> TASK GOAL: Taking each line of the material below in turn, count those containing the string "bids". Provide the number alone.

> TASK MATERIAL:
****************************************
PR #841, opened 2026-04-26
fix(shipping): scope product page options to published refs

maximotodev:
## Summary

This PR fixes public product-page shipping so it resolves from the product’s published `shipping_option` refs instead of leaking the seller’s full saved shipping library.

## What changed

* public product page now resolves product-scoped shipping options from published refs
* seller shipping inventory is used only as a lookup source
* `ShippingSelector` treats provided `options` as authoritative on product pages
* preserved published order, `extraCost`, and shipping identity in the resolution path
* added focused utility coverage for published-ref resolution

## Why

Previously, the public product page could show seller-wide shipping methods that were never attached to that specific product.

## Out of scope

* add-product authoring flow
* delivery applicability / fulfillment-kind enforcement
* V4V behavior
* stage-based authoring
* checkout/cart redesign


plebomoto (approved):
lg

PR #845, opened 2026-04-28
feat(auctions): colored avatar profile and determinsitic fall back string in bids

### LINKED ISSUE #834: [FEAT] MAKE TESTING GREAT AGAIN
ATTACK OF THE CLONES

Personalise the users avatar will make it easier to test 

At least make the first letter represent the users name

Image

hkarani:
Added opt-in deterministic avatar fallbacks in src/components/AvatarUser.tsx.

Introduced a [colored] prop to render avatar fallback backgrounds from the pubkey via the existing HSL fingerprint helper.

Introduced a [deterministicFallbackText] prop so unnamed users can show stable fallback text derived from the pubkey.

Updated deterministic fallback text to use the first two characters of the pubkey, while preserving existing default avatar behavior when the new props are not enabled.

colored-fallback-text-for-bids

closes #834

### DIFF
--- a/src/components/AvatarUser.tsx
+++ b/src/components/AvatarUser.tsx
@@ -2,19 +2,34 @@ import * as React from 'react'
 import * as AvatarPrimitive from '@radix-ui/react-avatar'
 
 import { useProfile } from '@/queries/profiles'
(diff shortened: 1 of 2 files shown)


plebomoto (approved):
lg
****************************************
> TASK OUTPUT: 2